━━━━━ Data listing ━━━━━
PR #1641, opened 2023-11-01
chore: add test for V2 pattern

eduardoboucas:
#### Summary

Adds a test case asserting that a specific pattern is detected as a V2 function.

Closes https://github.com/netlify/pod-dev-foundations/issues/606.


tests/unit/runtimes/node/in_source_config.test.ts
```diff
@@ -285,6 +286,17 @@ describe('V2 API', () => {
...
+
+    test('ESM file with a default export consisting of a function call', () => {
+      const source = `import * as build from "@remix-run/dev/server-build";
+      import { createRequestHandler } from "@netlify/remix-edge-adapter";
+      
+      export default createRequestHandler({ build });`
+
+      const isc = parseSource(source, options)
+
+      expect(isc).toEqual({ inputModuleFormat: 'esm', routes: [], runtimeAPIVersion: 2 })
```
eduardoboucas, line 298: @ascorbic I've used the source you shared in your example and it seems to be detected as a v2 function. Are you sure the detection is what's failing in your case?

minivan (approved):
━━━━━
━━━━━ Data listing ━━━━━
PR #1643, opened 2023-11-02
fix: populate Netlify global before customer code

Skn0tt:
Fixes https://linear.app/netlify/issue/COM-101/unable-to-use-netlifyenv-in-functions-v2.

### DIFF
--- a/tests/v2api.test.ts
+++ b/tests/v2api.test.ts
━━━━━
━━━━━ Data listing ━━━━━
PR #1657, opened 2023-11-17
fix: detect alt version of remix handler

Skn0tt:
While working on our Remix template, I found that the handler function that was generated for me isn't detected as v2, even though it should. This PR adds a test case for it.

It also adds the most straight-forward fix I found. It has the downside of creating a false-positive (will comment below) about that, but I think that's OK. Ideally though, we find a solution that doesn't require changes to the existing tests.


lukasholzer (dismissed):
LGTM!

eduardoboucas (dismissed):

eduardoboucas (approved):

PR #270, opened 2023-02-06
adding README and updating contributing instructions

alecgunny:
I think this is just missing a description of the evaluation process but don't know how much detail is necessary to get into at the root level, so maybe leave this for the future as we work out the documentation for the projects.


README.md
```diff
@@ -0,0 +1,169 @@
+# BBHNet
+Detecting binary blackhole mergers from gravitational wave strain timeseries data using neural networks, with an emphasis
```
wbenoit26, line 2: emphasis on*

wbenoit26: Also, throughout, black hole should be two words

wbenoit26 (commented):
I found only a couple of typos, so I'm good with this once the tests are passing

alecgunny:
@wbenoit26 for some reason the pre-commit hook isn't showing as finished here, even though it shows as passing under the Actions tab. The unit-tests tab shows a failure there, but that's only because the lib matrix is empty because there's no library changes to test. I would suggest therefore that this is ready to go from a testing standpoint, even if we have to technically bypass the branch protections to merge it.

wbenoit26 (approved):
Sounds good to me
━━━━━
Please report every line in the entries above that holds the string "case".

Adds a test case asserting that a specific pattern is detected as a V2 function.
eduardoboucas, line 298: @ascorbic I've used the source you shared in your example and it seems to be detected as a v2 function. Are you sure the detection is what's failing in your case?
While working on our Remix template, I found that the handler function that was generated for me isn't detected as v2, even though it should. This PR adds a test case for it.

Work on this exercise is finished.